EXERCISE DATA -
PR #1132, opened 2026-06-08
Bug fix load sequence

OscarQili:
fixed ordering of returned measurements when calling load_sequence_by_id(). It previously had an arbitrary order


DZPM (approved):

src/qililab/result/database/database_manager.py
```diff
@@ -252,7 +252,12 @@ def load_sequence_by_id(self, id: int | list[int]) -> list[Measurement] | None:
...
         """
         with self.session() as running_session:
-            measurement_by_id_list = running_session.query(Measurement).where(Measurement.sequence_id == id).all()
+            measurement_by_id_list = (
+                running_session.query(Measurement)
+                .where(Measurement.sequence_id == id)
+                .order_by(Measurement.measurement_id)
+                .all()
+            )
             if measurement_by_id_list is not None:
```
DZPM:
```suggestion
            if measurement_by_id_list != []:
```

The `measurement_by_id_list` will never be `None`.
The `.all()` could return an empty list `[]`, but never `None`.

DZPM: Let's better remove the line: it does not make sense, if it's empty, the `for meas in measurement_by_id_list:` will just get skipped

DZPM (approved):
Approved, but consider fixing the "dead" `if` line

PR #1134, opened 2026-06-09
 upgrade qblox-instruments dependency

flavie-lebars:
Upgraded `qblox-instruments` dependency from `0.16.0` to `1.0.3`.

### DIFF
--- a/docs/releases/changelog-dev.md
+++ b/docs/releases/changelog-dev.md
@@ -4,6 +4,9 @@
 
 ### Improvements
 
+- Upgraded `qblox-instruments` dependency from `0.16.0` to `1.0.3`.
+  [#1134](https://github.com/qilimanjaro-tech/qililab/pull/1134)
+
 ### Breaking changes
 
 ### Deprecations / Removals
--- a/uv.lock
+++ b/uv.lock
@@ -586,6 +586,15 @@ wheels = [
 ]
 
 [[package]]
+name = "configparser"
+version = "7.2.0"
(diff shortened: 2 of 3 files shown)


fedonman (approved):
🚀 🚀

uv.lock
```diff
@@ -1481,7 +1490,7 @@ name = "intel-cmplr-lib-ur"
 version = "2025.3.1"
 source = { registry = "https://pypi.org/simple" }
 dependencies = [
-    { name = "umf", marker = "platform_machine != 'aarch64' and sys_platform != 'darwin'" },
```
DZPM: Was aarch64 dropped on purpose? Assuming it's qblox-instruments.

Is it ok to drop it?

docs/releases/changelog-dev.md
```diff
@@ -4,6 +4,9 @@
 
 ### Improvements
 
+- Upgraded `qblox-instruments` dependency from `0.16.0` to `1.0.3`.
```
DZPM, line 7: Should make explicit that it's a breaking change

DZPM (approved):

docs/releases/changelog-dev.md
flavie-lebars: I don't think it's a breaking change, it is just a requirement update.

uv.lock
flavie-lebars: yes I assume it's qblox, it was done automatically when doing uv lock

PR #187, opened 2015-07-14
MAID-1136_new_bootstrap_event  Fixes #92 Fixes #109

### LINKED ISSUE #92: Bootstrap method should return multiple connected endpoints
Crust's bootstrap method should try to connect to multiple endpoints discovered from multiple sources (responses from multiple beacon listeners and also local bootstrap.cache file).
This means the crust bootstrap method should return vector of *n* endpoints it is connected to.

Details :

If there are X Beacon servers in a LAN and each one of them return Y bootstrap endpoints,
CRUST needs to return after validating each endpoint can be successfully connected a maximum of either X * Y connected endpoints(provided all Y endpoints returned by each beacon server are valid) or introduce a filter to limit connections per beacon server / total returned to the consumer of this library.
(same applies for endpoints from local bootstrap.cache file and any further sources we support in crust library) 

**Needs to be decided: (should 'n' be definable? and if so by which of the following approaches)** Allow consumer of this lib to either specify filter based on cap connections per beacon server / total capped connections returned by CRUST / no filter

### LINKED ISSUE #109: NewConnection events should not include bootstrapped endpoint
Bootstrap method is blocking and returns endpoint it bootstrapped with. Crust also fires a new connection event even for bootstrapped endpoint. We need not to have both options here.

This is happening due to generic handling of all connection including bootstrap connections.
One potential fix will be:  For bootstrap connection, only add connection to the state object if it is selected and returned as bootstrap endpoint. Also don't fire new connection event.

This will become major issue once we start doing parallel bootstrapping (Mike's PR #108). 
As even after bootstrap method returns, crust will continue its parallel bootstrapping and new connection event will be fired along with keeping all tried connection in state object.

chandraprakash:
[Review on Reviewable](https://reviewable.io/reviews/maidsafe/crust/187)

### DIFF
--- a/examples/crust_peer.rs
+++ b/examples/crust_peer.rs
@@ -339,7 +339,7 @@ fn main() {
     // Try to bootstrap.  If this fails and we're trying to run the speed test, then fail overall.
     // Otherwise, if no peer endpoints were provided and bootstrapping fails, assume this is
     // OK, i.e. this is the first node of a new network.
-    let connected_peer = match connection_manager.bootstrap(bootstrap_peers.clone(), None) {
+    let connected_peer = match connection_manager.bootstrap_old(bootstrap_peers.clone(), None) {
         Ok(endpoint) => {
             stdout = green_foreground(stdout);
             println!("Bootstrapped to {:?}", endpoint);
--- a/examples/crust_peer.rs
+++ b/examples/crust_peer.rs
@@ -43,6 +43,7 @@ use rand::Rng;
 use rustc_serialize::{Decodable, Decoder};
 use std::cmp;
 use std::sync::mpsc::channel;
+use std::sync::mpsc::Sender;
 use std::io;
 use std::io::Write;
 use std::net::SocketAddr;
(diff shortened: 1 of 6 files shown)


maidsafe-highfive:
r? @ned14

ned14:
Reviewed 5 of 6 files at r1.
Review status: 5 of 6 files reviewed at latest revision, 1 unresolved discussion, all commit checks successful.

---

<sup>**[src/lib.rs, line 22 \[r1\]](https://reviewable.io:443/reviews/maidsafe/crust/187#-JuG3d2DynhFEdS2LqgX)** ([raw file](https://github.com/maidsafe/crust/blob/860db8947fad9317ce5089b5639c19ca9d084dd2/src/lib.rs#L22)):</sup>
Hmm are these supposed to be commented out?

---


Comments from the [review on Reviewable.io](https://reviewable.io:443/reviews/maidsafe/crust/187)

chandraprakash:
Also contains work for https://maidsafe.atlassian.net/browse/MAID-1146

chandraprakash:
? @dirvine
--
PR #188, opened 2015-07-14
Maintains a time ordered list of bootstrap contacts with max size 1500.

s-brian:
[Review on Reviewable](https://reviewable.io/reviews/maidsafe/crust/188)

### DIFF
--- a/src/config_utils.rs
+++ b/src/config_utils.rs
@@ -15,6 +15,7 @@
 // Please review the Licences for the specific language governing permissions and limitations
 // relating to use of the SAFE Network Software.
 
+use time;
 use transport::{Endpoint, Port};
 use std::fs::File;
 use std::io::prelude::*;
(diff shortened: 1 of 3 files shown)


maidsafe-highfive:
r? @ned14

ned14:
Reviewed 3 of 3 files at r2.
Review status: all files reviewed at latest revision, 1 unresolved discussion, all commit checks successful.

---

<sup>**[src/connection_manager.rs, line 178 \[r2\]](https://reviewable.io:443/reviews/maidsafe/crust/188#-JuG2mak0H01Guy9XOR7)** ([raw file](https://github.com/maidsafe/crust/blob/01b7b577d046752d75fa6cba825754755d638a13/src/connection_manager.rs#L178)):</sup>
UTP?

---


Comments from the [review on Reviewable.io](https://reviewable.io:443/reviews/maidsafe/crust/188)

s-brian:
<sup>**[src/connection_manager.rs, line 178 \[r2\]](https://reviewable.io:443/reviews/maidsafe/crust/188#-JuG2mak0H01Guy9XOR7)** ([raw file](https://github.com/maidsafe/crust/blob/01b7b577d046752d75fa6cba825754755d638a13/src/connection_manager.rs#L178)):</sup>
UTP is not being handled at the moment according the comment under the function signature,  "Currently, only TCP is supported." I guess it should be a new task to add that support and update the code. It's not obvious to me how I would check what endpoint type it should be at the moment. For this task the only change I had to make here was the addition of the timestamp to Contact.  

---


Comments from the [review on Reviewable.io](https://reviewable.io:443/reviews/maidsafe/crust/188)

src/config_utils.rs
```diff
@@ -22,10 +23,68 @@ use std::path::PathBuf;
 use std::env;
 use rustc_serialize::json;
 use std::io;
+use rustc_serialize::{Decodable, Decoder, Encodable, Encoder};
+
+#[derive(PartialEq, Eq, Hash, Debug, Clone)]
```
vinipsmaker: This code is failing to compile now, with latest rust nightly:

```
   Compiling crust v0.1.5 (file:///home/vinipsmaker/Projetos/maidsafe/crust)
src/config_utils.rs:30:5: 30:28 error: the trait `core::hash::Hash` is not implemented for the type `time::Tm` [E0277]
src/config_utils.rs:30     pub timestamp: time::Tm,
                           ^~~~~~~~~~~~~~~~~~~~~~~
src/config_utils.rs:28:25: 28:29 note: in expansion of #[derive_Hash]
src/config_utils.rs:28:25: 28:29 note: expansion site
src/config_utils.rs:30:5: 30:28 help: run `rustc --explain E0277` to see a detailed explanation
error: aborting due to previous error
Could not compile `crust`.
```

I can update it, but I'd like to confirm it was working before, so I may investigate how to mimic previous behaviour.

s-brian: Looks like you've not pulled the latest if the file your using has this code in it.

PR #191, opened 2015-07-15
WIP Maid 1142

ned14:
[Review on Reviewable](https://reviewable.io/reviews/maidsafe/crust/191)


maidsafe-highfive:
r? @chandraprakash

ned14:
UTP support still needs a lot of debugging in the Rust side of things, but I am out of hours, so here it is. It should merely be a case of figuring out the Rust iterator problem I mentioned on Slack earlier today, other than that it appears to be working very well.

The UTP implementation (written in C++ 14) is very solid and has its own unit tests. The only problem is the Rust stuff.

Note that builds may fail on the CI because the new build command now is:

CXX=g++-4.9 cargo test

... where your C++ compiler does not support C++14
==
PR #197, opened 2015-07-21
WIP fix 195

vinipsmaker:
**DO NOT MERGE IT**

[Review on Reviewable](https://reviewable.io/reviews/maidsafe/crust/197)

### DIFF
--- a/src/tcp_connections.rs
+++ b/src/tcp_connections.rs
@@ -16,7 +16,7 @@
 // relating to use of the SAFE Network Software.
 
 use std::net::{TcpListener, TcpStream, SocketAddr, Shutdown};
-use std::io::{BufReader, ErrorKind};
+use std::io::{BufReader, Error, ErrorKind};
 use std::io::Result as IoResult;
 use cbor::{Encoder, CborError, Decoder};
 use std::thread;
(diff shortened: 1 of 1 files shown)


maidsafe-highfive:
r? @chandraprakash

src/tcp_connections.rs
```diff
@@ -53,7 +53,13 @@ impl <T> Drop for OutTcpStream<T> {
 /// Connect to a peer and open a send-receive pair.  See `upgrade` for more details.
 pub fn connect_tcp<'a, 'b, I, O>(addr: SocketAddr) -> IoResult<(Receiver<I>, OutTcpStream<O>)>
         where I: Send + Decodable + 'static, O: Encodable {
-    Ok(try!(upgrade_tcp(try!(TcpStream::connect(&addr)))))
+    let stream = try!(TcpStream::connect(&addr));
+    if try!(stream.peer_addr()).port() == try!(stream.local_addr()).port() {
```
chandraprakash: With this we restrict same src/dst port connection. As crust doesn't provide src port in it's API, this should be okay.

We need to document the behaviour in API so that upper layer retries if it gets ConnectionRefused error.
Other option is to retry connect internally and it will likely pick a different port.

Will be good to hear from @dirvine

WORK REQUIRED - Copy out all lines of the listing above that include "files".

RESPONSE AREA -
(diff shortened: 2 of 3 files shown)
(diff shortened: 1 of 6 files shown)
Reviewed 5 of 6 files at r1.
Review status: 5 of 6 files reviewed at latest revision, 1 unresolved discussion, all commit checks successful.
(diff shortened: 1 of 3 files shown)
Reviewed 3 of 3 files at r2.
Review status: all files reviewed at latest revision, 1 unresolved discussion, all commit checks successful.
(diff shortened: 1 of 1 files shown)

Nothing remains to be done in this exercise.